DDL, a third-party testing lab, has appointed Jennifer Riter as Vice President of Analytical Testing to spearhead GMP testing and drug-device combination products consulting services. Riter will serve as DDL’s expert consultant guiding clients through primary closure system strategies and filling / sealing process while also developing new GMP lab capabilities including but not limited to USP 1207 deterministic Container Closure Integrity.

Riter brings nearly 30 years of leadership experience in analytical services, technical operations, and business strategy within the pharmaceutical and drug delivery industries. Most recently, she served as Vice President of Analytical and Development Services at Kindeva Drug Delivery, where she led global analytical and development organizations and helped expand the company’s analytical testing capabilities. Prior to Kindeva, she spent nearly three decades at West Pharmaceutical Services in senior leadership roles spanning analytical services, business operations, sales, and strategic growth. Throughout her career, she has built high-performing teams, launched new service offerings, and driven operational excellence in support of pharmaceutical customers worldwide.

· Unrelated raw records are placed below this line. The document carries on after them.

PR #277, opened 2015-10-29
CoCo3: color text screens

beretta42:
implemented coco3's 16 color text modes.

### DIFF
--- a/Kernel/platform-coco3/devtty.c
+++ b/Kernel/platform-coco3/devtty.c
@@ -137,10 +137,10 @@ static struct display fmodes[] = {
 };
 
 static struct mode_s mode[5] = {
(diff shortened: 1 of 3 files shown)


EtchedPixels:
Time to add the Atari ST colour escapes to vt.c I wonder
(It supports escape b [code] and escape c [code] to set the fg and bg colour based on the lowest bits of the code value

beretta42:
indeed.   I guess we would just have to add 'b' and 'c' to the big mode
switch in vt.c and do up some macro magic to allow playforms to hook
into... maybe a #ifdef VTCOLOR# in there to call some platform defines.

-brett

EtchedPixels:
Initial patch pushed

PR #280, opened 2015-11-01
Better MSP430 overlay support

davidgiven:
This uses your new tool to figure out which syscalls are in which file; thanks!

All syscall banks can now be used as overlays. Turns out that caching a process' current overlay in udata.u_page2 is unnecessary --- I can figure out which overlay was loaded after switchin by looking at the syscall in udata.u_callno, and I already have code to do that. Total amount of extra code: one subroutine call in switchin. I now have a 27kB userland, which is actually getting quite respectable. (That's about the same amount free as a BBC Micro with tape filesystem and mode 7.)

However, I did have to move unlinki and the guts of _sync into common code, as these functions are called from multiple syscall banks and we don't support cross-bank function calls. (How did this work on hardware banked platforms?)

### DIFF
--- a/Build/platforms/msp430fr5969.ld.h
+++ b/Build/platforms/msp430fr5969.ld.h
@@ -2,8 +2,8 @@
 #define MSP430FR5969_LD_H
 
 /* Must be 0x0180 plus a multiple of 0x0200 */
-#define USER_BASE 0x9b80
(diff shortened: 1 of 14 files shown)


EtchedPixels:
The Z80 banked ports are using an SDCC which is smart enough to have the linker do all the interbank calls and stubs that do call/return bank switching.

PR #979, opened 2023-03-26
dk-tm4c129x: fix linker error

pawosm-arm:
`LOBJ` are listed in `OBJS`, so there is no need to list `armrelocate.o` separately as it results in linker error:

```
Kernel/platform-dk-tm4c129x/../lib/armrelocate.c:10: multiple definition of `plt_relocate'; armrelocate.o:Kernel/platform-dk-tm4c129x/../lib/armrelocate.c:10: first defined here
```


EtchedPixels:
thanks

PR #980, opened 2023-03-26
NFC: these are not ARM's types

pawosm-arm:
Just random nit I've bumped on while looking at the most recent additions to FUZIX.


EtchedPixels:
The joys of cut and paste 8)

PR #983, opened 2023-04-03
Makefiles: help cleaning after itself

pawosm-arm:
A lot of executables was left behind when doing `make clean`.


EtchedPixels:
thanks

PR #992, opened 2023-05-07
platform-rcbus-z180: wiznet FDM mode for use on boards with no SPI chip select logic e.g. SC111

electrified:


EtchedPixels:
thanks

PR #999, opened 2023-05-30
MSX kbd improv

balyuf:
Note that the branch could be read as improvisation too ;-)

- It turned out that on MSX1 the tenth seconds where applied twice hence slowing down key repeat to molasses.  Fixed.
- Then took the repeat values from actual machines as a norm (which are not so linearly dependent on VDP frequency).
- The self-repeating ctrl-<sth> was due to only checking for SHIFT as modifier, changed that to SHIFT, CTRL, GRPH and CODE.
- Also, repetition stops not only on keys down change but also on modifier change.  Fixed.
- The big mystery of missing keys was due to me pressing the next key before letting go of the previous one.  Changed code to accept any number of keys down, yet only retain the last one pressed.  This is not the same as having multiple new keys down in one scan.  That will now give the highest scan numbered key as the so-called last pressed one.  This is consistent with actual MSX (though there they do input all pressed keys in repetition, which is a bit silly as they are of course in kbd matrix order and not in typed order, so no sense in trying to mimic this behavior).  But luckily for me, I am not that fast that my keystrokes end up in one scan! ;-)
- On JP keyboards we have an overlay where backslash is now the Yen sign.  Great, but until we have true i8n we should make sure that the function of that Yen key is the same as the backslash, as is the case in an actual MSX (e.g. path name separators are Yen signs).  So, in the key decode routine I now translate the Yen key to backslash, so that we can at least do something like echo -e "\0123" on the cli ...
- Finally there was an annoyance with recompilation for msx2 where the DSRCS where not properly handled with as consequence that some sources where recompiled each time even if they were not changed.  Fixed.
- Retro-actively fixed vdp1.s where there was left-over probably from copy/paste in clear_across.

### DIFF
--- a/Kernel/dev/vdp1.s
+++ b/Kernel/dev/vdp1.s
@@ -518,8 +518,7 @@ clear_across:
 	    ld a,(_int_disabled)
 	    push af
 	    di
-	    ld a, (_scrollu_w)
-	    ld b,a
+	    ld b, #0x40
 	    call videopos
 	    ld a, c
 	    ld bc, (_vdpport)
--- a/Kernel/platform-msx1/devices.c
+++ b/Kernel/platform-msx1/devices.c
@@ -115,8 +115,9 @@ void device_init(void)
     kprintf("%s.\n", vdpname);
 
     /* Default key repeat values in 10ths of seconds */
-    keyrepeat.first = 2 * ticks_per_dsecond;
-    keyrepeat.continual = 1 * ticks_per_dsecond;
+    /* These are the keyrepeat values observed for MSX1, irrespective of VDP frequency */
+    keyrepeat.first = 39;
+    keyrepeat.continual = 3;
 
     sunrise_probe();
 }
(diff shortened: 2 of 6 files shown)


balyuf:
Remark that we have JP overlay with YEN sign but on the screen there would be just a space as 0x84 is not attached to a Yen glyph, so we don't loose anything except weird behavior and we win our beloved backslash! ;-)

balyuf:
BTW, for the remaining MSX1 clear-across issue, you can easily verify that it has nothing to do with vi, by running this command, both on MSX1 and on MSX2 (or TurboR and aha now that will work with backslash ;-) ):

echo -e "test\013ab\033K"

This echo writes "test", performs CR, writes "ab", which leaves the line in a state of "abst" and then on MSX1 the last sequence does nothing and so "abst" is the end result, where on MSX2 the end result is "ab" ...

balyuf:
Ok, there was apparently a mistake in vdp1.s (and only there) with clear_across, probably a leftover from copy/paste or so. Fixed.

EtchedPixels:
Thanks a lot

PR #1001, opened 2023-06-06
msx2: make disk image bootable

balyuf:
MSX2 disk image is now bootable (hence no bootrom needed anymore) - that is if used with MegaFlash without romdisk, as I haven't found a key combination which disables booting from romdisk, except in the recovery mode (key up during boot) F3 which erases the romdisk (a bit drastic) ...

Would you consider publishing this MSX2 bootable diskimage on fuzix.org?

### DIFF
--- a/Kernel/platform-msx2/Makefile
+++ b/Kernel/platform-msx2/Makefile
@@ -40,22 +40,36 @@ $(DISCARD_DOBJS): %.rel: ../dev/%.c
 
 clean:
 	rm -f $(OBJS) *.lst *.asm *.sym *.rst *.lk  core *~
-	rm -f fuzix.ascii8.rom
+	rm -f fuzix.ascii8.rom fuzix.com boot.bin
 
 image:
 	dd if=../fuzix.bin of=fuzix.tmp bs=256 skip=1
 	dd if=../fuzix_disk.bin of=fuzix.com bs=256 skip=241
-	cp fuzix.com /tmp/com1
 	cat fuzix.tmp >> fuzix.com
-#	rm -f fuzix.tmp
 	dd if=../fuzix_boot.bin of=fuzix.ascii8.rom skip=1 bs=16384 conv=sync
 	dd if=../fuzix.bin of=fuzix.ascii8.rom seek=1 bs=16384 conv=sync
+	rm -f fuzix.tmp
+
+boot: boot.s
+	sdasz80 -o boot.s
+	sdldz80 -i boot.rel
+	# This makes us a binary from physical 0
+	makebin -p -s 49664 boot.ihx boot.tmp
+	# Chop off the leading 49152 bytes we don't want
+	dd if=boot.tmp of=boot.bin bs=512 count=1 skip=96 conv=sync
+	rm -f boot.ihx boot.tmp
 
 IMAGES = $(FUZIX_ROOT)/Images/$(TARGET)
 
-diskimage: image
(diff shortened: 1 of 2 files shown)


ricardojpinheiro:
It would be great if platform-msx2/Makefile had any way of using Sunrise IDE instead of MegaFlashROM SCC+ SD (what a long name, BTW). I could compile for MSX 2 and MSX 1, and I wanna use it into real hardware, but I don't have a MegaFlashROM SCC+ SD, but one Sunrise IDE compatible, a Tecnobytes IDE-Mapper interface (and 3 SD-Mappers, and 1 USB-Mapper...). 

I really don't know how to add this option into platform-msx2/Makefile (I'm a newbie at Makefiles). Any help would be appreciated. Thanks.

balyuf:
There was a comment here about using Sunrise IDE in MSX2 ...  I was thinking about that too, but it is more than just fiddling with the Makefile, as it also entails copying over some files from MSX1 and adapting them to the MSX2 platform structure, I am looking into it, but not sure yet if the adaptations will be trivial.  Maybe Alan can comment?  In the meantime we can perhaps merge in the bootable disk first and then I can create a new pull request for the Sunrise IDE (if feasible at all), as it may include changes to the diskimage creation (I seem to remember that an IDE images are not always interchangeable between the various disk technologies) ...

balyuf:
Thanks, looking into importing Sunrise IDE in MSX2, it seems the slot mapping and device tabulation stuff is not compatible, trying to understand the differences now ...

EtchedPixels:
Bankable kernel with the MSX2 mapper isn't really magical - it's probably not too hard beyond the extra complexity of the horrible MSX1 legacy MMIO mapping. The rc2014 kernel is banked and is fairly similar in mapping capabilities (any 16K page in any 16K address bank).

There are a few other things that will make space in future like moving to loadable modules for some stuff, switching to tinydisk/tinysd (not yet doable for multi-sd devices) and there are some things that probably would work now.

One is to turn on the rst peepholes and add a bit of code to set the vectors in the low memory of the kernel. See commit cfac1788a5e1416c0c4ccd655826d34e0fb5c4f7. That can be worth about 1K.

Another is to either load the font in the bootloader or just grab the font from the VDP and put it where it is needed (assuming the location is predictable or defined).

EtchedPixels:
Bankable kernel with the MSX2 mapper isn't really magical - it's probably not too hard beyond the extra complexity of the horrible MSX1 legacy MMIO mapping. The rc2014 kernel is banked and is fairly similar in mapping capabilities (any 16K page in any 16K address bank).

There are a few other things that will make space in future like moving to loadable modules for some stuff, switching to tinydisk/tinysd (not yet doable for multi-sd devices) and there are some things that probably would work now.

One is to turn on the rst peepholes and add a bit of code to set the vectors in the low memory of the kernel. See commit cfac1788a5e1416c0c4ccd655826d34e0fb5c4f7. That can be worth about 1K.

Another is to either load the font in the bootloader or just grab the font from the VDP and put it where it is needed (assuming the location is predictable or defined).

balyuf:
Thanks for the tips ... the rst peephole optimization indeed gives a code size just 95 bytes below 48k!  Struggling now to get the vectors right, some interrupt madness apparently ...  The good news is also that I have the Sunrise IDE working in MSX2, and it's blazingly fast in Turbo GT ...  So I should get things stable in time for 0.4 ...

PR #1011, opened 2023-07-06
Update Makefile.z80 for drivewire applications folder

ajcasado:
`make diskimage` for z80 target platforms complains about missing dwdate application, tested building for cromemco and zx+3.


EtchedPixels:
Not that we have drivewire on any of them but in theory its possible to do

PR #1036, opened 2023-11-13
Build and CI fixes

tormodvolden:
This makes the CI go green again.
And dragon-mooh build again (but not running since the post-v0.4 turmoil).


tormodvolden:
And now dragon-mooh runs again :)

PR #1037, opened 2023-11-13
CI: Add dragon-mooh with test-run in XRoar

tormodvolden:
<s>This needs a few improvements still, in order to not affect the normal builds.</s>
EDIT: Should be fine with normal builds now.


tormodvolden:
I don't see any CI builds on this PR. Did I screw up the yml, or does it need special approval since it is modifying that file?

EtchedPixels:
Thanks

PR #1498, opened 2026-04-02
shift start of cadence to observation time

### LINKED ISSUE #1497: Discrepancy between the start time for a cadence and the time of actual observation
Currently, the ResumeCadenceAfterFailureStrategy triggers a new cadence based on the start of the initial window rather than the actual successful observation. 
Users would like to change this to more accurately reflect the preferred behavior of the next cadence beginning at the end of the observation.

i.e. if I want an observation every 7 days, but give myself a 3 day window, I want my next window to start 7 days after the successful observation, not after the beginning of my window.

jchate6:


tom_observations/cadences/resume_cadence_after_failure.py
```diff
@@ -105,7 +107,14 @@ def advance_window(self, observation_payload, start_keyword='start', end_keyword
...
 
-        new_start = parse(observation_payload[start_keyword]) + timedelta(hours=advance_window_hours)
+        # If the last observation has an end or start time recorded use that for the beginning of the new cadence
+        # Otherwise use the start time of the current cadence.
+        if observation_payload['last_obs_end']:
+            new_start = observation_payload['last_obs_end'] + timedelta(hours=advance_window_hours)
+        elif observation_payload['last_obs_start']:
+            new_start = observation_payload['last_obs_start'] + timedelta(hours=advance_window_hours)
+        else:
+            new_start = parse(observation_payload[start_keyword]) + timedelta(hours=advance_window_hours)
```
moira-andrews, line 117: I worry about the window length being limited to the length of the observation because if it is a short exposure that isn't constantly visible, it will clutter up the `runcadencestrategies` log with visibility errors as it keeps attempting to schedule it. This also might be tricky with many observations because it's more observations being scheduled for the same window instead of giving the scheduler room to avoid failures. Maybe a combination of this more robust check for scheduled start/end method and a user defined from the settings file for the minimum window

moira-andrews: This is definitely the right direction though, and cluttering runcadencestrategies log is not the worst thing in the world. Maybe a future improvement would be to combine with the method in #1492 to allow the observing window to be increased or defined elsewhere

PR #1506, opened 2026-04-09
bump specutils minimum required version to >2.0

miguelgomezgomez:
This update is required for integration with GOATS and the dependencies of its other modules


jchate6 (approved):
Thanks for this PR!

I've changed the version dependencies a bit to be more in line with our practices.

PR #1508, opened 2026-04-10
add default_settings so users don't have to update their settings when new mandatory apps or middleware is used.

### LINKED ISSUE #1507: We need a way to manage required apps
Tomtoolkit should be able to add a new required app (internal or 3rd party) without users having to update their settings.py.

It would make sense for us to have some form of "default settings" file that can be loaded into a users settings to include all of the mandatory changes that are needed in a new TOM version transparently to the users.

jchate6:
This should be added to the list of things users need to update for v3


tom_setup/templates/tom_setup/settings.tmpl
```diff
@@ -38,51 +41,13 @@ TOM_NAME = '{{ PROJECT_NAME }}'
...
-    'django_filters',
-    'django_tables2',
-    'django_gravatar',
-    'django_htmx',
-    'tom_targets',
-    'tom_alerts',
-    'tom_catalogs',
-    'tom_observations',
-    'tom_dataproducts',
+INSTALLED_APPS += [
```
phycodurus: I like the idea of:
```
INSTALLED_APPS = TOMTOOKIT_INSTALLED_APPS + [your-toms-installed-apps]
```
and leave the naming up to you :-)

tom_setup/templates/tom_setup/settings.tmpl
```diff
@@ -38,51 +41,13 @@ TOM_NAME = '{{ PROJECT_NAME }}'
...
-    'django.middleware.common.CommonMiddleware',
-    'django.middleware.csrf.CsrfViewMiddleware',
-    'django.contrib.auth.middleware.AuthenticationMiddleware',
-    'django.contrib.messages.middleware.MessageMiddleware',
-    'django.middleware.clickjacking.XFrameOptionsMiddleware',
-    'django_htmx.middleware.HtmxMiddleware',
-    'tom_common.middleware.Raise403Middleware',
-    'tom_common.middleware.ExternalServiceMiddleware',
-    'tom_common.middleware.AuthStrategyMiddleware',
+MIDDLEWARE += [
```
phycodurus: same idea:
```
MIDDLEWARE = TOMTOOLKIT_DEFAULT_MIDDLEWARE + [any-additional-middleware-you-TOM-needs]
```
again, naming up to you (but it should probably be consistent like my examples are not :-).

phycodurus (approved):

PR #1512, opened 2026-04-16
Fix hermes ingestion so it ingests targets and spectroscopic data too.

jnation3406:
The hermes alertstream ingestion was just a barebones implementation before, only ingesting photometry if a target matched by name. I've updated it to match targets by name or by alias name, or create a new target with that name in the TOM. I've also added the ability to ingest spectroscopic data in both ways that it can be sent through HERMES - as a linked file, or as raw data arrays.

I had to separate the `alertstreams.hermes.py` class into a `hermes_publisher.py` and `hermes_ingester.py` to get around a circular import issue - sharing uses hermes publishing, but ingesting uses data_processing which uses sharing.

I've tested all this locally with hermes-dev and its doing what it is supposed to. It involves DataProducts, ReducedDatums and data processors, so I'm sure lots will need to be updated when @Fingel 's overhaul is done.


tom_dataproducts/templatetags/dataproduct_extras.py
```diff
@@ -383,18 +383,19 @@ def spectroscopy_for_target(context, target, dataproduct=None):
         spectroscopy_data_type = settings.DATA_PRODUCT_TYPES['spectroscopy'][0]
     except (AttributeError, KeyError):
         spectroscopy_data_type = 'spectroscopy'
-    spectral_dataproducts = DataProduct.objects.filter(target=target,
```
jnation3406, line 386: This change allows us to support showing plots of spectroscopy ReducedDatums without an accompanying DataProduct, the same way we do with photometry datums.

PR #1521, opened 2026-04-23
Reducedddatum refactor

### LINKED ISSUE #609: Make Data validation and control class for Reduced Datums

### LINKED ISSUE #1505: Refactor ReducedDatums to a multi-model based infrastructure
We want to refactor Reduced Datums to have more structure.
We will have 4 types of Reduced Datums in tom Base:

- General (Anything not otherwise covered)
- Photometry
- Spectroscopy
- Astrometry

Users are expected to create their own models for more complex forms of calculated data.

See:
 - #609 
 - #1480 
 - [Model Field Breakdown Sheet](https://docs.google.com/document/d/14RFJHyewhR4qh61H5WLVUVu6NlRj6nhSJIDRtorMeBE/edit?usp=sharing)

Fingel:
Introduces concrete Reduced Datum types: PhotometryReducedDatum, SpectroscopyReducedDatum, AstrometryReducedDatum, and keeps the original ReducedDatum class as a generic type. This PR attempts to use the concrete types where needed, while maintaining API compatibility. This means the the JSON endpoints will have the same shape, but the underlying storage will use the concrete tables.

It also includes a management command to move existing generic ReducedDatums into their concrete counterparts. Note that many views will no longer populate until this command is run, for example the photometry plot.


tom_dataproducts/models.py
```diff
@@ -311,137 +313,286 @@ def create_thumbnail(self, width=None, height=None):
...
     :param message: Set of ``AlertStreamMessage`` objects this object is associated with.
     :type message: ManyRelatedManager object
 
     """
 
     target = models.ForeignKey(BaseTarget, null=False, on_delete=models.CASCADE)
-    data_product = models.ForeignKey(DataProduct, null=True, blank=True, on_delete=models.CASCADE)
-    data_type = models.CharField(
-        max_length=100,
-        default=''
```
jchate6, line 394: Should we keep this validate_unique for the generic ReducedDatum? It seems like a reasonable safe guard

tom_dataproducts/models.py
```diff
@@ -311,137 +313,286 @@ def create_thumbnail(self, width=None, height=None):
...
+    :type source_location: str
+    """
+
+    data_type = models.CharField(max_length=100, default="")
 
     class Meta:
-        get_latest_by = ('timestamp',)
+        get_latest_by = ("timestamp",)
 
     def save(self, *args, **kwargs):
```
jchate6: I think we should get rid of this validation error. There is no reason to restrict the data_type to the DataProduct types anymore. Part of the reason for that was because we didn't have a way to tell if something was phot or not without that. Now we do.

tom_alerts/brokers/alerce.py
jchate6, line 1: This code will be abandoned in the next sprint

tom_alerts/brokers/gaia.py
jchate6, line 1: This will probably be useful when we refactor this into a data service. Thanks!

tom_dataproducts/management/commands/migrateReducedDatums.py
```diff
@@ -0,0 +1,140 @@
...
+        ra_error_units=value.get('ra_error_units', ''),
+        dec_error_units=value.get('dec_error_units', ''),
+    )
+
+
+class Command(BaseCommand):
+    help = (
+        'Migrates generic ReducedDatum rows into their concrete typed models '
+        '(PhotometryReducedDatum, SpectroscopyReducedDatum, AstrometryReducedDatum) '
+        'and deletes the originals. Run this once after deploying the reduceddatum refactor.'
```
jchate6: Let's add a comment about this being available in v3

jchate6 (changes requested):
I've made a few preliminary comments.

I also merged v3 into this. Can you take a look at tom_dataservices to see what changes might need to happen there?

Once you are happy with that, please re-request a review.

tom_dataproducts/models.py
```diff
@@ -335,113 +337,288 @@ def get_queryset(self):
...
 
-    :param data_type: The type of data this datum represents. Default choices are the default values found in
-        DATA_PRODUCT_TYPES in settings.py.
-    :type data_type: str
-
-    :param source_name: The original source of this datum. The current major use of this field is to track the broker a
-                        datum came from, but can be used for other sources.
-    :type source_name: str
-
-    :param source_location: A reference to the location that this datum was originally sourced from. The current major
```
jchate6, line 358: We probably want to keep this docstring since the field still exists.

tom_dataproducts/models.py
Fingel: I've added it back, but remember this is the code that does not scale (need to introspect the value field of every row in the database on every save). But as long as we only expect to scale on the concrete types I guess it's fine.

jchate6 (approved):
I think this is ready.

PR #1533, opened 2026-04-30
Skip re-encrypt when _password is unavailable

Fingel:
Fixes an issue when trying to login. We are using _password which doesn't appear to be guaranteed to be set by Django. This seems to happen after session expiration.


jchate6 (approved):
Good stop gap.

PR #1534, opened 2026-04-30
Show indicator on sortable columns with no sort applied

### LINKED ISSUE #1411: HTMX Table visuals need some improvement
It should be more obvious how to use the sorting functionality.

“Jennifer’s extensive experience leading analytical testing programs and supporting pharmaceutical innovation makes her an outstanding addition to DDL,” said John Koch, General Manager of DDL. “Her technical expertise, industry knowledge, and commitment to customer success will help us continue expanding our GMP testing capabilities and delivering exceptional service to our clients.”

DDL offers GMP testing services in its 10,600-sq.-ft. FDA-registered lab in Minnetonka, MN. The facility provides ICH stability studies, functional and mechanical performance testing, and simulated distribution testing for products such as auto-injectors, prefilled syringes, inhalers, and other drug-device combination products.